**Material supplied**
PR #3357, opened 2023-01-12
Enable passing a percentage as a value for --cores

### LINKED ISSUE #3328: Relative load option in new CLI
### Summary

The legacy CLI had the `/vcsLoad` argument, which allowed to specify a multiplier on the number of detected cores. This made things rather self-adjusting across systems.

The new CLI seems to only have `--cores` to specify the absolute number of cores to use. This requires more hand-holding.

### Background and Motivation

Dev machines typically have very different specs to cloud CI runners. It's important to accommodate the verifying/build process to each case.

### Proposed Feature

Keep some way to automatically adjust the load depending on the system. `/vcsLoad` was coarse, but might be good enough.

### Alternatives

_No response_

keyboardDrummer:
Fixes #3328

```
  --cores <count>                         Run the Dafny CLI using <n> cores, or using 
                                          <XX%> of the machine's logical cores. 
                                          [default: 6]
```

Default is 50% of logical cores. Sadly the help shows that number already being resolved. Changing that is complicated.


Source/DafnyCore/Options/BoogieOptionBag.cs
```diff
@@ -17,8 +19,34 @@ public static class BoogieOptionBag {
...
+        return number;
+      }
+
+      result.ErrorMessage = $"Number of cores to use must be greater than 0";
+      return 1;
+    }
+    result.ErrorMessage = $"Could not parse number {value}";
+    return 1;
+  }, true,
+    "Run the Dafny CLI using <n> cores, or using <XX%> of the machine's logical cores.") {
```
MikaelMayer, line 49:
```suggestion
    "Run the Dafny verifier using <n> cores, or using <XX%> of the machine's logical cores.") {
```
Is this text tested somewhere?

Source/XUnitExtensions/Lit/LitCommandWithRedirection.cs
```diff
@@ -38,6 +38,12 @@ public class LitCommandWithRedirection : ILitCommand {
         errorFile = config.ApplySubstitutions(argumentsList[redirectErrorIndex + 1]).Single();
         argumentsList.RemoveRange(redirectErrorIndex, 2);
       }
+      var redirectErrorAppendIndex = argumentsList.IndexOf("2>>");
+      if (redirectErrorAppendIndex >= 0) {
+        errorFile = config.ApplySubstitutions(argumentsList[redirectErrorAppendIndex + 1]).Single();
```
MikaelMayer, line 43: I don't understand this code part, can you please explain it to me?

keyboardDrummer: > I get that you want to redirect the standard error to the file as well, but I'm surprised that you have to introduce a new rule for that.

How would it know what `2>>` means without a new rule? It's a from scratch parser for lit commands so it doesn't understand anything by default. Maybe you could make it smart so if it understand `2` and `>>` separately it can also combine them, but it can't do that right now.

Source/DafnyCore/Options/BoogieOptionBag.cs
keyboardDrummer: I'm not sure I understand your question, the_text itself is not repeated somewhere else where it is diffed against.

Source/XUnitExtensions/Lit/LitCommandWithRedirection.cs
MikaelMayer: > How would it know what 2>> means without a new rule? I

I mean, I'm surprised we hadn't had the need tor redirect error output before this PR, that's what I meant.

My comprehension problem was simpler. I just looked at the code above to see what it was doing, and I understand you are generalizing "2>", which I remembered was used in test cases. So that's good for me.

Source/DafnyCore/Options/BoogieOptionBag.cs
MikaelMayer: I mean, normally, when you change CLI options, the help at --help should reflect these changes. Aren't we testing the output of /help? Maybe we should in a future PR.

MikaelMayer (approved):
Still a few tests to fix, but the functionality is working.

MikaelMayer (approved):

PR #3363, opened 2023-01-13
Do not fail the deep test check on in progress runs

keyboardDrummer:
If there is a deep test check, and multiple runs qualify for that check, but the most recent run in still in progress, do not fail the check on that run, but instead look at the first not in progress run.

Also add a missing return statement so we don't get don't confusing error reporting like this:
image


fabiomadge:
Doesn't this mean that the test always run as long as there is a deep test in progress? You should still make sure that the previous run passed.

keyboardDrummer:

==

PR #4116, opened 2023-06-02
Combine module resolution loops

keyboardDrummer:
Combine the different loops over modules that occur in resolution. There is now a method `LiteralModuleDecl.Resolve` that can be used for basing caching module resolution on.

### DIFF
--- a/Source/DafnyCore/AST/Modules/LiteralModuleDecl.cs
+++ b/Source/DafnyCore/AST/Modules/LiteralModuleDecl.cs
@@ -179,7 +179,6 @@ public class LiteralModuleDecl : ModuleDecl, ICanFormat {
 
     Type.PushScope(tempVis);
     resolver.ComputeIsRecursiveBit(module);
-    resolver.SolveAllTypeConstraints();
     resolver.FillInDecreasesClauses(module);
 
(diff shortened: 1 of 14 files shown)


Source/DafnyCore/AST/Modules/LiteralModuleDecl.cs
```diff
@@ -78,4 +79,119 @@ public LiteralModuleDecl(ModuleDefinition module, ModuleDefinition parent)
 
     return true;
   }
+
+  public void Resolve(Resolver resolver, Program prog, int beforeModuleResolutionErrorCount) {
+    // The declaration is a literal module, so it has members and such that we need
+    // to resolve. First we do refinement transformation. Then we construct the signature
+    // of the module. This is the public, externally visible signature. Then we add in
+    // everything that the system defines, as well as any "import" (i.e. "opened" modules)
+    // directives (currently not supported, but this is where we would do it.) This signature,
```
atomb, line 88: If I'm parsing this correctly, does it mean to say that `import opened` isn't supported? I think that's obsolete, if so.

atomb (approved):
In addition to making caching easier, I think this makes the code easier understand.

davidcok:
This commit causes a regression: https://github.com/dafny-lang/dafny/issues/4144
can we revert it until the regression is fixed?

**What this task involves**
If a line in the entries holds the string "would", it belongs in the tally; state the tally alone.

**Response to the exercise**
3